Total Beginner - Extracting Data from a Database Online (Screenshot)

L

logan.c.graham

Hey guys,

I'm learning Python and I'm experimenting with different projects -- I like learning by doing. I'm wondering if you can help me here:

http://i.imgur.com/KgvSKWk.jpg

What this is is a publicly-accessible webpage that's a simple database of people who have used the website. Ideally what I'd like to end up with is an excel spreadsheet with data from the columns #fb, # vids, fb sent?, # email tm.

I'd like to use Python to do it -- crawl the page and extract the data in a usable way.

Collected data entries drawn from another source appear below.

PR #317, opened 2019-09-02
Update tower-balance to std::future::Future

LucioFranco:
This is an update of tower balance and its siblings. No tests were updated waiting on tower-test but the functionality here should be the same. This also only updates the p2c section. We can update pool in a following PR.

### DIFF
--- a/tower-balance/src/p2c/service.rs
+++ b/tower-balance/src/p2c/service.rs
@@ -1,12 +1,16 @@
 use crate::error;
-use futures::{future, stream, try_ready, Async, Future, Poll, Stream};
+use futures_util::{stream, try_future, StreamExt, TryFutureExt};
 use indexmap::IndexMap;
+use pin_project::pin_project;
 use rand::{rngs::SmallRng, FromEntropy};
+use std::future::Future;
+use std::marker::PhantomData;
+use std::pin::Pin;
+use std::task::{Context, Poll};
 use tokio_sync::oneshot;
 use tower_discover::{Change, Discover};
 use tower_load::Load;
 use tower_service::Service;
-use tower_util::Ready;
 use tracing::{debug, trace};
 
 /// Distributes requests across inner services using the [Power of Two Choices][p2c].
@@ -38,14 +42,20 @@ pub struct Balance<D: Discover, Req> {
     rng: SmallRng,
 }
 
+impl<D: Discover, Req> Unpin for Balance<D, Req> {}
+
 /// A Future that becomes satisfied when an `S`-typed service is ready.
 ///
 /// May fail due to cancelation, i.e. if the service is removed from discovery.
+#[pin_project]
 #[derive(Debug)]
 struct UnreadyService<K, S, Req> {
+    // This is a false positive
     key: Option<K>,
+    #[pin]
     cancel: oneshot::Receiver<()>,
-    ready: tower_util::Ready<S, Req>,
+    #[pin]
+    ready: Ready<S, Req>,
 }
 
 enum Error<E> {
@@ -98,19 +108,21 @@ where
     /// Polls `discover` for updates, adding new items to `not_ready`.
     ///
     /// Removals may alter the order of either `ready` or `not_ready`.
-    fn poll_discover(&mut self) -> Poll<(), error::Discover> {
+    fn poll_discover(&mut self, cx: &mut Context<'_>) -> Poll<Result<(), error::Discover>> {
         debug!("updating from discover");
         loop {
-            match try_ready!(self.discover.poll().map_err(|e| error::Discover(e.into()))) {
-                Change::Remove(key) => {
+            match self.discover.poll(cx) {
+                Poll::Ready(Ok(Change::Remove(key))) => {
                     trace!("remove");
                     self.evict(&key)
                 }
-                Change::Insert(key, svc) => {
+                Poll::Ready(Ok(Change::Insert(key, svc))) => {
                     trace!("insert");
                     self.evict(&key);
                     self.push_unready(key, svc);
                 }
+                Poll::Ready(Err(e)) => return Poll::Ready(Err(error::Discover(e.into()))),
+                Poll::Pending => return Poll::Pending,
             }
         }
     }
@@ -137,18 +149,20 @@ where
         }
     }
 
-    fn poll_unready(&mut self) {
+    fn poll_unready(&mut self, cx: &mut Context<'_>) {
         loop {
-            match self.unready_services.poll() {
-                Ok(Async::NotReady) | Ok(Async::Ready(None)) => return,
-                Ok(Async::Ready(Some((key, svc)))) => {
+            match self.unready_services.poll_next_unpin(cx) {
+                Poll::Ready(None) | Poll::Pending => return,
+                Poll::Ready(Some(Ok((key, svc)))) => {
                     trace!("endpoint ready");
                     let _cancel = self.cancelations.remove(&key);
                     debug_assert!(_cancel.is_some(), "missing cancelation");
                     self.ready_services.insert(key, svc);
                 }
-                Err((key, Error::Canceled)) => debug_assert!(!self.cancelations.contains_key(&key)),
-                Err((key, Error::Inner(e))) => {
+                Poll::Ready(Some(Err((key, Error::Canceled)))) => {
+                    debug_assert!(!self.cancelations.contains_key(&key))
+                }
+                Poll::Ready(Some(Err((key, Error::Inner(e))))) => {
                     let error = e.into();
                     debug!({ %error }, "dropping failed endpoint");
                     let _cancel = self.cancelations.swap_remove(&key);
@@ -207,31 +221,35 @@ where
         svc.load()
     }
 
-    fn poll_ready_index_or_evict(&mut self, index: usize) -> Poll<(), ()> {
+    fn poll_ready_index_or_evict(
+        &mut self,
+        cx: &mut Context<'_>,
+        index: usize,
+    ) -> Poll<Result<(), ()>> {
         let (_, svc) = self
             .ready_services
             .get_index_mut(index)
             .expect("invalid index");
 
-        match svc.poll_ready() {
-            Ok(Async::Ready(())) => Ok(Async::Ready(())),
-            Ok(Async::NotReady) => {
+        match svc.poll_ready(cx) {
+            Poll::Ready(Ok(())) => Poll::Ready(Ok(())),
+            Poll::Pending => {
                 // became unready; so move it back there.
                 let (key, svc) = self
                     .ready_services
                     .swap_remove_index(index)
                     .expect("invalid ready index");
                 self.push_unready(key, svc);
-                Ok(Async::NotReady)
+                Poll::Pending
             }
-            Err(e) => {
+            Poll::Ready(Err(e)) => {
                 // failed, so drop it.
                 let error = e.into();
                 debug!({ %error }, "evicting failed endpoint");
                 self.ready_services
                     .swap_remove_index(index)
                     .expect("invalid ready index");
-                Err(())
+                Poll::Ready(Err(()))
             }
         }
     }
@@ -248,7 +266,7 @@ where
 {
     type Response = <D::Service as Service<Req>>::Response;
     type Error = error::Error;
-    type Future = future::MapErr<
+    type Future = try_future::MapErr<
         <D::Service as Service<Req>>::Future,
         fn(<D::Service as Service<Req>>::Error) -> error::Error,
     >;
@@ -257,13 +275,14 @@ where
     ///
     /// When `Async::Ready` is returned, `ready_index` is set with a valid index
     /// into `ready` referring to a `Service` that is ready to disptach a request.
-    fn poll_ready(&mut self) -> Poll<(), Self::Error> {
+    fn poll_ready(&mut self, cx: &mut Context<'_>) -> Poll<Result<(), Self::Error>> {
         // First and foremost, process discovery updates. This removes or updates a
         // previously-selected `ready_index` if appropriate.
-        self.poll_discover()?;
+        let _ = self.poll_discover(cx)?;
 
-        // Drive new or busy services to readiness.
-        self.poll_unready();
+        //Drive new or busy services to readiness.
+        self.poll_unready(cx);
+
         trace!({ nready = self.ready_services.len(), nunready = self.unready_services.len() }, "poll_ready");
 
         loop {
@@ -276,8 +295,8 @@ where
                 trace!({ next.idx = index }, "preselected ready_index");
                 debug_assert!(index < self.ready_services.len());
 
-                if let Ok(Async::Ready(())) = self.poll_ready_index_or_evict(index) {
-                    return Ok(Async::Ready(()));
+                if let Poll::Ready(Ok(())) = self.poll_ready_index_or_evict(cx, index) {
+                    return Poll::Ready(Ok(()));
                 }
 
                 self.next_ready_index = None;
@@ -286,7 +305,7 @@ where
             self.next_ready_index = self.p2c_next_ready_index();
             if self.next_ready_index.is_none() {
                 debug_assert!(self.ready_services.is_empty());
-                return Ok(Async::NotReady);
+                return Poll::Pending;
             }
         }
     }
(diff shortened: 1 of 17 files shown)


tower-balance/src/p2c/service.rs
```diff
@@ -38,14 +42,20 @@ pub struct Balance<D: Discover, Req> {
     rng: SmallRng,
 }
 
+impl<D: Discover, Req> Unpin for Balance<D, Req> {}
```
jonhoo: Probably not okay?

LucioFranco: @jonhoo discover doesn't take pin so it must box so this is safe since there is no unsafe code.

tower-balance/src/p2c/service.rs
```diff
@@ -137,18 +151,20 @@ where
         }
     }
 
-    fn poll_unready(&mut self) {
+    fn poll_unready(&mut self, cx: &mut Context<'_>) {
```
jonhoo: Pretty sure this'll need to take `Pin<&mut Self>`

jonhoo: Oh, I guess since `Service` is all `&mut self` for the time being, it doesn't?

tower-balance/src/p2c/service.rs
```diff
@@ -257,13 +277,14 @@ where
...
     /// When `Async::Ready` is returned, `ready_index` is set with a valid index
     /// into `ready` referring to a `Service` that is ready to disptach a request.
-    fn poll_ready(&mut self) -> Poll<(), Self::Error> {
+    fn poll_ready(&mut self, cx: &mut Context<'_>) -> Poll<Result<(), Self::Error>> {
         // First and foremost, process discovery updates. This removes or updates a
         // previously-selected `ready_index` if appropriate.
-        self.poll_discover()?;
+        let _ = self.poll_discover(cx)?;
+
+        //Drive new or busy services to readiness.
```
```suggestion
        // Drive new or busy services to readiness.
```

tower-balance/src/p2c/service.rs
```diff
@@ -276,8 +297,8 @@ where
                 trace!({ next.idx = index }, "preselected ready_index");
                 debug_assert!(index < self.ready_services.len());
 
-                if let Ok(Async::Ready(())) = self.poll_ready_index_or_evict(index) {
-                    return Ok(Async::Ready(()));
+                if let Poll::Ready(Ok(())) = self.poll_ready_index_or_evict(cx, index) {
```
jonhoo: Use `ready!`?

tower-balance/src/p2c/service.rs
```diff
@@ -307,25 +328,62 @@ where
 }
 
 impl<K, S: Service<Req>, Req> Future for UnreadyService<K, S, Req> {
-    type Item = (K, S);
-    type Error = (K, Error<S::Error>);
+    type Output = Result<(K, S), (K, Error<S::Error>)>;
```
jonhoo: Should this now be
```rust
type Output = (K, Result<S, Error<S::Error>>)
```
?

tower-balance/src/p2c/service.rs
LucioFranco: Yup, and it seems to work out pretty well!

tower-balance/src/p2c/service.rs
```diff
@@ -307,25 +328,62 @@ where
...
+impl<S, Req> Ready<S, Req> {
+    pub fn new(inner: S) -> Self {
+        Self {
+            inner: Some(inner),
+            _pd: PhantomData,
+        }
+    }
+}
+
+impl<S, Req> Unpin for Ready<S, Req> {}
```
jonhoo: Probably not okay.

tower-discover/src/lib.rs
```diff
@@ -34,7 +35,10 @@ pub trait Discover {
     type Error;
 
     /// Yields the next discovery change set.
-    fn poll(&mut self) -> Poll<Change<Self::Key, Self::Service>, Self::Error>;
+    fn poll(
```
jonhoo: We should probably be making all of these poll methods in traits `Pin` sooner rather than later.

tower-discover/src/list.rs
```diff
@@ -14,6 +14,8 @@ where
     inner: Enumerate<T::IntoIter>,
 }
 
+impl<T: IntoIterator> Unpin for ServiceList<T> {}
```
jonhoo: Probably not okay.

tower-load/Cargo.toml
```diff
@@ -23,11 +23,11 @@ edition = "2018"
 publish = false
 
 [dependencies]
-futures = "0.1.26"
-log = "0.4.1"
-tokio-timer = "0.2.4"
-tower-service = "0.2.0"
-tower-discover = "0.1.0"
+tracing = "0.1"
```
jonhoo: Should moving to `tracing` be done in its own PR?

tower-load/src/constant.rs
```diff
@@ -54,14 +54,21 @@ impl<D: Discover, M: Copy> Discover for Constant<D, M> {
...
+            Poll::Ready(Err(e)) => return Poll::Ready(Err(e)),
+            Poll::Pending => return Poll::Pending,
         };
 
-        Ok(Async::Ready(change))
+        Poll::Ready(Ok(change))
     }
 }
+
+impl<D, M> Unpin for Constant<D, M> {}
```
jonhoo: Probably not okay.

tower-load/src/instrument.rs
```diff
@@ -59,18 +56,23 @@ where
     }
 }
 
-impl<F, I, H> Future for InstrumentFuture<F, I, H>
+impl<F, I, H, T, E> Future for InstrumentFuture<F, I, H>
 where
-    F: Future,
-    I: Instrument<H, F::Item>,
+    F: Future<Output = Result<T, E>>,
+    I: Instrument<H, T>,
```
jonhoo: Why have the bounds changed so dramatically here?

tower-load/src/instrument.rs
```diff
@@ -59,18 +56,23 @@ where
...
+    type Output = Result<I::Output, E>;
+
+    fn poll(mut self: Pin<&mut Self>, cx: &mut Context<'_>) -> Poll<Self::Output> {
+        let me = self.project();
 
-    fn poll(&mut self) -> Poll<Self::Item, Self::Error> {
-        let rsp = try_ready!(self.future.poll());
-        let h = self.handle.take().expect("handle");
-        Ok(self.instrument.instrument(h, rsp).into())
+        let rsp = match me.future.poll(cx) {
```
jonhoo: Use `ready!`?

tower-load/src/peak_ewma.rs
```diff
@@ -108,10 +108,13 @@ where
...
 
-    fn poll(&mut self) -> Poll<Change<D::Key, Self::Service>, D::Error> {
-        let change = match try_ready!(self.discover.poll()) {
-            Change::Remove(k) => Change::Remove(k),
-            Change::Insert(k, svc) => {
+    fn poll(
+        &mut self,
+        cx: &mut Context<'_>,
+    ) -> Poll<Result<Change<D::Key, Self::Service>, D::Error>> {
+        let change = match self.discover.poll(cx) {
```
jonhoo: Use `ready!`?

jonhoo: I think you can also use `?` here in fact.

tower-balance/src/p2c/service.rs
LucioFranco: So since poll_ready just takes a `&mut self` it must be Unpin therefore any !Unpin future within it must be Boxed etc. This makes this Unpin safe. So from what I understand if you have _no_ unsafe projections then impl Unpin is 100% safe.

tower-load/src/peak_ewma.rs
```diff
@@ -120,12 +123,16 @@ where
...
+            Poll::Ready(Err(e)) => return Poll::Ready(Err(e)),
+            Poll::Pending => return Poll::Pending,
         };
 
-        Ok(Async::Ready(change))
+        Poll::Ready(Ok(change))
     }
 }
 
+impl<D, I> Unpin for PeakEwmaDiscover<D, I> {}
```
jonhoo: Probably not okay

tower-load/src/peak_ewma.rs
```diff
@@ -291,118 +298,118 @@ fn nanos(d: Duration) -> f64 {
...
-        assert_eq!(super::nanos(Duration::new(0, 0)), 0.0);
-        assert_eq!(super::nanos(Duration::new(0, 123)), 123.0);
-        assert_eq!(super::nanos(Duration::new(1, 23)), 1_000_000_023.0);
-        assert_eq!(
-            super::nanos(Duration::new(::std::u64::MAX, 999_999_999)),
-            18446744074709553000.0
-        );
-    }
-}
+// #[cfg(test)]
```
jonhoo: Can we do this with a `/*` `*/` instead to avoid the large diff?

tower-load/src/pending_requests.rs
```diff
@@ -109,18 +109,27 @@ where
...
+    fn poll(
+        &mut self,
+        cx: &mut Context<'_>,
+    ) -> Poll<Result<Change<D::Key, Self::Service>, D::Error>> {
         use self::Change::*;
 
-        let change = match try_ready!(self.discover.poll()) {
-            Insert(k, svc) => Insert(k, PendingRequests::new(svc, self.instrument.clone())),
-            Remove(k) => Remove(k),
+        let change = match self.discover.poll(cx) {
```
jonhoo: `ready!` + `?` ?

tower-discover/src/lib.rs
LucioFranco: I am actually leaning to keeping this without Pin. We thought through many api's and in reality, it makes much more sense right now to keep pin out. So far I have yet to run into issues without Pin.

When I first converted this crate, I had pin but quickly found it to be pretty useless.

tower-load/src/pending_requests.rs
```diff
@@ -109,18 +109,27 @@ where
...
+            Poll::Ready(Err(e)) => return Poll::Ready(Err(e)),
+            Poll::Pending => return Poll::Pending,
         };
 
-        Ok(Async::Ready(change))
+        Poll::Ready(Ok(change))
     }
 }
 
+impl<D, I> Unpin for PendingRequestsDiscover<D, I> {}
```
jonhoo: Probably not okay

tower-load/src/pending_requests.rs
```diff
@@ -129,72 +138,72 @@ impl RefCount {
...
-        assert_eq!(svc.load(), Count(2));
-
-        drop(i1);
-        assert_eq!(svc.load(), Count(1));
-
-        drop(i0);
-        assert_eq!(svc.load(), Count(0));
-    }
-}
+// #[cfg(test)]
```
jonhoo: `/* */` plz

tower-discover/src/list.rs
LucioFranco: Same here, there is no unsafe thus this is 100% safe.

tower-load/Cargo.toml
LucioFranco: Yeah, I was just doing a drop in replacement.

@hawkw any preference how we approach this?

tower-balance/src/p2c/service.rs
jonhoo: Hmm, but then why do you need this `impl` at all?

tower-load/src/constant.rs
LucioFranco: Safe since no unsafe is used.

tower-balance/src/p2c/service.rs
jonhoo: Right, but then why do you need this `impl` at all?

tower-load/src/instrument.rs
LucioFranco: I am trying to avoid using `TryFuture` etc so in this case this replicates it via adding additional generics. This shouldn't affect the end user since F should ALWAYS allow T, E to be infered.

tower-load/src/instrument.rs
LucioFranco: I have been trying to avoid pulling in futures-util only for a small macro 🤷‍♂

tower-load/src/peak_ewma.rs
LucioFranco: This is safe since we have no unsafe projections.

LucioFranco:
@jonhoo thanks for the review, Ill update this PR hopefully later today. Now that tower-test is in I think I can fix up the tests.

As for the `impl Unpin` I believe all of them are safe in this case. From what our discussion yesterday, impl Unpin is unsound iff you use unsafe pin projections. If you use pin-project it will stop you from manually implementing Unpin. So in this case since all Service and Discover take &mut self and no Pin<&mut Self> the impl Unpin is 100% safe.

I am also trying to avoid bringing in futures-util for now since that is a heavy dep just for a small macro :shrug:

tower-balance/src/p2c/service.rs
LucioFranco: So I need the impl to deref Ready -> &mut Ready so that I can poll the inner type. Since S is always Unpin there are two ways to do this:
- safely impl Unpin
- S: Unpin so that the compiler can auto generate the same as above. 

so by adding impl Unpin in this case I am avoiding adding + Unpin everywhere pretty much.

taiki-e:
@LucioFranco 
> If you use pin-project it will stop you from manually implementing Unpin.

pin-project provides a way to implement this manually.
https://docs.rs/pin-project-internal/0.4.0-alpha.7/pin_project_internal/attr.pin_project.html#safety

>   To enforce this, this attribute will automatically generate an Unpin implementation for you, which will require that all structurally pinned fields be Unpin **If you wish to provide an manual Unpin impl, you can do so via the UnsafeUnpin argument.**

See [`UnsafeUnpin` trait](https://docs.rs/pin-project/0.4.0-alpha.7/pin_project/trait.UnsafeUnpin.html) for more details.

tower-load/src/instrument.rs
jonhoo: `ready!` is in `futures-core`

LucioFranco:
@taiki-e up! What im saying, and feel free to correct me, is unless I use UnsafeUnpin. Using just pin_project and pin will provide a safe api because it stops you from manually implementing Unpin where it could be unsound.

jonhoo:
@LucioFranco why do you want to implement `Unpin` in the first place?

Also, see my note above about how `ready!` is in `futures-core` :)

tower-balance/src/p2c/service.rs
jonhoo: I don't follow -- why is `S` always `Unpin`?

LucioFranco:
@jonhoo so the issue is this:

```rust
struct MyFuture<T>(T);

// This is safe because there is no unsafe usage in poll.
// IF WE USED unsafe unchecked then this would be unsound.
impl<T> Unpin for MyFuture<T> {}

impl<T: Service> Future for MyFuture<T> {
	type Output = T::Output;

	fn poll(mut self: Pin<&mut Self>, cx: &mut Context<'_>) -> Poll<Self::Output> {
	// This requires that we can get a &mut Self
	// one way is to use DerefMut via P::Target: Unpin (aka Self: Unpin)
	// the other way is to use unsafe Pin::new_unchecked.
	//
	// So the question is how do we ensure that _we_ are Unpin.
	// We can let the compiler infer it via auto trait which pretty much
	// adds this bound `impl<T: Unpin> Unpin for Self`
	// This would require us to add a `T: Service + Unpin` everywhere
	// which would bubble up to ALL the generics.
	//
	// Since we can safely impl Unpin since there is no unsafe required
	// we can just blanket impl Unpin for MyFuture safely and avoid
	// propogating Unpin everywhere.
	let fut = &mut self.0;

	// Since poll_ready just takes &mut T and not Pin<&mut T>,
	// we don't need to do any projections. We just need to get
	// &mut Self so that we can project self.0.
	fut.poll_ready(cx)
}
}
```

Ok jotted down some comments. Its a bit all over the place. I am happy to clean it up if it would be a good reference.

tower-balance/src/p2c/service.rs
LucioFranco: Technically speaking it is not, but since we only need a &mut T and it is never pinned in the first place, it acts as if it were Unpin always since we already have a &mut T. The thing with Unpin is that it says that Pin<&mut T> is == to &mut T iff T: Unpin. So thus any &mut T is technically already Unpinned in theory.

jonhoo:
Hmm, so the argument goes something like this I think:
 - `T` can't have been pinned _before_ we constructed `MyFuture`, because then you wouldn't be able to construct `MyFuture` in the first place (or `T` is `Unpin`)
 - _We_ never construct a `Pin` to `T`, so we never enter into the pin contract
 - Therefore, moving `MyFuture` is always fine, since we know a `Pin` to `T` cannot exist, and therefore moving `T` is fine.

I think my worry here is that this relies on `Pin` never being added to `Service`. If it did, we would either need to box, or issue a breaking change that removes the unconditional `impl Unpin`. In addition, should we ever introduce a `Pin` in this code, we would need to remember to also remove the `Unpin`, which is relatively distant in the code. I worry that we might later forget that, and thereby introduce a contract-violation.

Are we really sure that `Service` will never need `Pin`? That seems dubious to me, since, for example using `service_fn` with an `async fn` seems totally reasonable. The future passed to `service_fn` would be `!Unpin`, which means that it would only be able to poll the future if the service is pinned.

taiki-e:
> ```rust
> // This is safe because there is no unsafe usage in poll.
> // IF WE USED unsafe unchecked then this would be unsound.
> impl<T> Unpin for MyFuture<T> {}
> ```

pin-project generates this automatically if no field requires pinning.

> ```rust
>      let fut = &mut self.0;
> 
> 	// Since poll_ready just takes &mut T and not Pin<&mut T>,
> 	// we don't need to do any projections. We just need to get
> 	// &mut Self so that we can project self.0.
> 	fut.poll_ready(cx)
> ```

So, In this case, we can call `self.0.poll_ready(cx)` directly.

taiki-e:
> So, In this case, we can call `self.0.poll_ready(cx)` directly.

Also, if we try to rewrite this as follows in the future, we will get a compile error.
```rust
Pin::new(&mut self.0).poll_ready(cx)
```

```text
the trait bound `T: core::marker::Unpin` is not satisfied

the trait `core::marker::Unpin` is not implemented for `T`
```

jonhoo:
> pin-project generates this automatically if no field requires pinning.

Ah, neat! Then we should _definitely_ be using `pin-project` here.

olix0r:
I want to call out that this code is in-flux on master (https://github.com/tower-rs/tower/pull/303) -- i got pulled away from that PR for the past few weeks but was planning to come back to it now that some related changes have been made in Linkerd... I guess the v0.3.x branch will have to pick up these changes after they land?

tower-balance/src/p2c/service.rs
LucioFranco: I believe we want to own the service in the future then insert it as ready so we want to keep it in the item type.

tower-load/Cargo.toml
hawkw: I'm fine with either. I think if we want to replace the unstructured log lines with more idiomatic structured `tracing` diagnostics, _that_ should be done separately; I don't really have a problem with just switching the import in this PR though.

With that said, to avoid changing behavior, we should probably enable `tracing`'s `log` feature, so that we don't break `log` records for users who depend on them. We should probably follow the same strategy as `tower-balance` where we enable that conditionally on a default-on `log` feature flag on this crate, so that users who don't want to emit `log` records can disable it:
https://github.com/tower-rs/tower/blob/793e2e8e94b5ca6c1d12171b3909d78505ab6667/tower-buffer/Cargo.toml#L24-L26

LucioFranco:
Closing in favor of @jonhoo 's PRs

I'd love your input! I'm just a learner.
 
D

Dave Angel

Hey guys,

I'm learning Python
Welcome.

and I'm experimenting with different projects -- I like learning by doing. I'm wondering if you can help me here:

na

What this is is a publicly-accessible webpage

No, it's just a jpeg file, an image.
that's a simple database of people who have used the website. Ideally what I'd like to end up with is an excel spreadsheet with data from the columns #fb, # vids, fb sent?, # email tm.

I'd like to use Python to do it -- crawl the page and extract the data in a usable way.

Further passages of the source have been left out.